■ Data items
PR #205, opened 2021-05-25
Refactor save tasks

kieranricardo:
This PR refactors `save` into 3 seperate functions:

- `_get_dss` : find datasets if not supplied
- `save`: saves the datasets
- `_write_info`: writes the csvs

If the `dss` are supplied this has almost the exact same behaviour as previously except that the `cfg` dictionary will not contain a query. This is to support sibling processing which won't have a datacube query.

@Kirill888 I tested this on sandbox by creating a task db with the old code, and then one with the new code with and without dss supplied. And checked the datasets by running:

```python
all(
    all(d1 == d2 for d1, d2 in zip(task_reader_1.datasets(tile), task_reader_2.datasets(tile))) 
    for tile in task_reader_1.all_tiles
)
```

### DIFF
--- a/libs/stats/odc/stats/tasks.py
+++ b/libs/stats/odc/stats/tasks.py
@@ -1,7 +1,10 @@
+from random import random
 from typing import Optional, Tuple, Union, Callable, Any, Dict, List, Iterable, Iterator
+import random
 from types import SimpleNamespace
 from collections import namedtuple
 from datetime import datetime
+from itertools import chain, islice
 import pickle
 import json
 import os
@@ -99,48 +102,19 @@ class SaveTasks:
     def out_path(self, suffix: str) -> str:
         return out_path(suffix, self._output)
 
-    def save(
-        self,
+    def _get_dss(self,
         dc: Datacube,
         product: str,
-        temporal_range: Union[str, DateTimeRange, None] = None,
+        msg: Callable[[str], Any],
+        temporal_range: Optional[DateTimeRange] = None,
         tiles: Optional[TilesRange2d] = None,
-        predicate: Optional[Callable[[Dataset], bool]] = None,
-        msg: Optional[Callable[[str], Any]] = None,
-        debug: bool = False,
-    ) -> bool:
+    ):
         """
-        :param product: Product name to consume
-        :param temporal_range: Optionally  limit query in time
-        :param tiles: Optionally limit query to a range of tiles
-        :param predicate: If supplied filter Datasets as they come in with custom filter, Dataset->Bool
-        :param msg: Observe messages if needed via callback
-        :param debug: Dump some intermediate state to files for debugging
+        This returns a tuple containing:
+        - a generator of datasets
+        - the number of datasets in the generator
+        - a config dictionary containing the product, temporal range, tiles, and the datacube query used
         """
-
-        dt_range = SimpleNamespace(start=None, end=None)
-
-        def _update_start_end(x, out):
-            if out.start is None:
-                out.start = x
-                out.end = x
-            else:
-                out.start = min(out.start, x)
-                out.end = max(out.end, x)
-
-        def persist(ds: Dataset) -> CompressedDataset:
-            _ds = compress_ds(ds)
-            _update_start_end(_ds.time, dt_range)
-            return _ds
-
-        def msg_default(msg):
-            pass
-
-        if msg is None:
-            msg = msg_default
-
-        if isinstance(temporal_range, str):
-            temporal_range = DateTimeRange(temporal_range)
 
         cfg: Dict[str, Any] = dict(
             grid=self._grid, freq=self._frequency,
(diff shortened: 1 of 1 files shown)


libs/stats/odc/stats/tasks.py
```diff
@@ -116,7 +178,34 @@ def save(
         :param predicate: If supplied filter Datasets as they come in with custom filter, Dataset->Bool
         :param msg: Observe messages if needed via callback
         :param debug: Dump some intermediate state to files for debugging
+        :param dss: A generator of datasets to use
+        :param n_dss: The number of datasets in the generator
         """
+        
+        # either product and dc must be set, or dss and n_dss must be
+        valid_args = (product is not None) and (dc is not None)
+        valid_args |= (dss is not None) and (n_dss is not None)
```
Kirill888: I'd say `n_dss` needs to be optional, we won't know how many virtual datasets will come out, we can only know upper bound really, which is `min(count(p) for p in products)`

libs/stats/odc/stats/tasks.py
```diff
@@ -99,6 +99,66 @@ def __init__(
...
+        if "time" in query:
+            dss = chopped_dss(dc, freq="w", **query)
+        else:
+            if len(query) == 1:
+                dss = all_datasets(dc, **query)
+            else:
+                # note: this blocks for large result sets
+                dss = dc.find_datasets_lazy(**query)
+                
+        return dss, cfg, n_dss
```
Kirill888: I would put `n_dss` rigth after `dss`, so maybe `dss, n_dss, cfg`? or `cfg, dss, n_dss`

libs/stats/odc/stats/tasks.py
```diff
@@ -99,6 +99,66 @@ def __init__(
     def out_path(self, suffix: str) -> str:
         return out_path(suffix, self._output)
 
+    def get_dss(self,
```
Kirill888: Is this meant to be internal function?
then start with `_`, `_get_dss`.

Some description of output is needed, particularly expected content of `cfg`

Kirill888: Maybe it's time move that into dataclass of sorts.

libs/stats/odc/stats/tasks.py
kieranricardo: I think we still need an upped bound for `tqdm` to work right?

libs/stats/odc/stats/tasks.py
kieranricardo: I actually had this, I just forgot to commit 🤦

libs/stats/odc/stats/tasks.py
Kirill888: it supports unbounded as well, won't be as useful, but will work

libs/stats/odc/stats/tasks.py
kieranricardo: what do you mean by move into a data class?

Kirill888: nah, let's leave it as is for now.

but what I mean is something like this thing:

https://github.com/opendatacube/odc-tools/blob/488d75f625226d6aefefbaa8f4ba45f64a7692da/libs/stats/odc/stats/model.py#L135-L145

basically just a "struct" that spells out what we expect from "cfg".

libs/stats/odc/stats/tasks.py
```diff
@@ -99,6 +99,71 @@ def __init__(
...
+        This returns a tuple containing:
+        - a generator of datasets
+        - the number of datasets in the generator
+        - a config dictionary containing the product, temporal range, tiles, and the datacube query used
+        """
+        def msg_default(msg):
+            pass
+
+        if msg is None:
+            msg = msg_default
```
Kirill888: This should be in main function too/instead

Kirill888: let's get message fallback sorted and then it's good to go

Kirill888 (approved):

kieranricardo:
@Kirill888 I realised this doesn't quite to what we want - it still relies on querying the database to train the compression dictionary. But I'll can change this to just train on a subset of the input `dss`

Kirill888:
yeah, this was bugging me for a while, currently one needs to supply dictionary at construction of the db file, when really it should be possible to build it while "consuming" dataset stream, probably cache json blobs in RAM until have enough for training then training compression dictionary and then writing out the cache.

kieranricardo:
@Kirill888 I got it working without querying the Datacube  and the tasks I tested still compress to the same size. I also tested this with sibling datasets and it worked woo!

libs/stats/odc/stats/tasks.py
```diff
@@ -142,39 +206,30 @@ def msg_default(msg):
...
-        n_dss = dataset_count(dc.index, **query)
-        if n_dss == 0:
-            msg("Found no datasets to process")
-            return False
-
         msg(f"Processing {n_dss:,d} datasets")
 
         msg("Training compression dictionary")
-        zdict = dictionary_from_product_list(dc, [product], samples_per_product=100)
+        dss, dss_copy = tee(dss)
```
Kirill888: How smart is `tee`? my concern it will keep in RAM copy of unconsumed datasets from `dss_copy`.

probably safer to do islice to list, then copy into shuffle and train, then `chain` original list with the rest of the stream.

Kirill888: the docs seem to agree with my hunch

> This itertool may require significant auxiliary storage (depending on how much temporary data needs to be stored). In general, if one iterator uses most or all of the data before another iterator starts, it is faster to use list() instead of tee().

kieranricardo: good catch! I had wrongly assumed copying an iterator was almost "free"

Kirill888 (approved):
thanks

■ ACTIVITY
In which lines of the records does the word "Union" appear? Copy each of them.

■ RESULT OF THE TASK
 from typing import Optional, Tuple, Union, Callable, Any, Dict, List, Iterable, Iterator
-        temporal_range: Union[str, DateTimeRange, None] = None,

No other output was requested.